(Dataset entries)
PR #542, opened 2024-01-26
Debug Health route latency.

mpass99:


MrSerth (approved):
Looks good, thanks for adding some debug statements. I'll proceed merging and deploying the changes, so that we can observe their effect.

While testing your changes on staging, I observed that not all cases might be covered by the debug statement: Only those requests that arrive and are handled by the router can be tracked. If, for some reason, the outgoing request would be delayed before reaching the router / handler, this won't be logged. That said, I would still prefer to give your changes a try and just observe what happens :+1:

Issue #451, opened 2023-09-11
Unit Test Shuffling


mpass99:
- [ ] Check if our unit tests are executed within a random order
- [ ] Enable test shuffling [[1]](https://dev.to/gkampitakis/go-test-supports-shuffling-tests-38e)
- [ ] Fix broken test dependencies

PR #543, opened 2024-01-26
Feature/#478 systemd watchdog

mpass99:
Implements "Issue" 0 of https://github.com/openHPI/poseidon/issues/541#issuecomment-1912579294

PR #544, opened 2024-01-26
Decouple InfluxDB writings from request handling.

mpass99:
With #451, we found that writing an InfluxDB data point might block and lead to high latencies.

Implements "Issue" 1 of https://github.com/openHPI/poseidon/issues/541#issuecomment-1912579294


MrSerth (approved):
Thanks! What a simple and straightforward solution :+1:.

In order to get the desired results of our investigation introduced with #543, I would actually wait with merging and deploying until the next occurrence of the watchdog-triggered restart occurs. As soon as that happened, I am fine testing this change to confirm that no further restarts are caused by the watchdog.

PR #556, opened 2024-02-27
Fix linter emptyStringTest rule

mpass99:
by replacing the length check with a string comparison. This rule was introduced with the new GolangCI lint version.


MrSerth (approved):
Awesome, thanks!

Your objective – Your answer consists solely of the lines from the top of the records above through the line that contains "Thanks! What a", each echoed exactly.

Exercise solution –
PR #542, opened 2024-01-26
Debug Health route latency.

mpass99:


MrSerth (approved):
Looks good, thanks for adding some debug statements. I'll proceed merging and deploying the changes, so that we can observe their effect.

While testing your changes on staging, I observed that not all cases might be covered by the debug statement: Only those requests that arrive and are handled by the router can be tracked. If, for some reason, the outgoing request would be delayed before reaching the router / handler, this won't be logged. That said, I would still prefer to give your changes a try and just observe what happens :+1:

Issue #451, opened 2023-09-11
Unit Test Shuffling


mpass99:
- [ ] Check if our unit tests are executed within a random order
- [ ] Enable test shuffling [[1]](https://dev.to/gkampitakis/go-test-supports-shuffling-tests-38e)
- [ ] Fix broken test dependencies

PR #543, opened 2024-01-26
Feature/#478 systemd watchdog

mpass99:
Implements "Issue" 0 of https://github.com/openHPI/poseidon/issues/541#issuecomment-1912579294

PR #544, opened 2024-01-26
Decouple InfluxDB writings from request handling.

mpass99:
With #451, we found that writing an InfluxDB data point might block and lead to high latencies.

Implements "Issue" 1 of https://github.com/openHPI/poseidon/issues/541#issuecomment-1912579294


MrSerth (approved):
Thanks! What a simple and straightforward solution :+1:.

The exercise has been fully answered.